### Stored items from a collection
====

PR #123, opened 2018-10-01
Update symbols file

uajain:
Add flatpak_installation_get_min_free_space_bytes to symbols file

https://phabricator.endlessm.com/T23694

### DIFF
--- a/debian/libflatpak0.symbols
+++ b/debian/libflatpak0.symbols
@@ -27,6 +27,7 @@ libflatpak.so.0 libflatpak0 #MINVER#
  flatpak_installation_get_id@Base 0.8.0
  flatpak_installation_get_installed_ref@Base 0.5.2
  flatpak_installation_get_is_user@Base 0.5.2
+ flatpak_installation_get_min_free_space_bytes@Base 1.0.0-0endless1
  flatpak_installation_get_path@Base 0.5.2
  flatpak_installation_get_priority@Base 0.8.0
  flatpak_installation_get_remote_by_name@Base 0.5.2


debian/libflatpak0.symbols
```diff
@@ -27,6 +27,7 @@ libflatpak.so.0 libflatpak0 #MINVER#
  flatpak_installation_get_id@Base 0.8.0
  flatpak_installation_get_installed_ref@Base 0.5.2
  flatpak_installation_get_is_user@Base 0.5.2
+ flatpak_installation_get_min_free_space_bytes@Base 1.0.3
```
dbnicholson: Since this is a backport to our downstream version, I think you want to follow the version in the changelog, which is `1.0.0-0endless1`. Since we don't actually provide version 1.0.3 yet, any package that uses this symbol would get a dependency on a libflatpak0 package that doesn't exist.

====

### TASK INSTRUCTIONS
Every line in the records above that contains the word "file" is to be copied out.

### THE COMPLETED TASK
Update symbols file
Add flatpak_installation_get_min_free_space_bytes to symbols file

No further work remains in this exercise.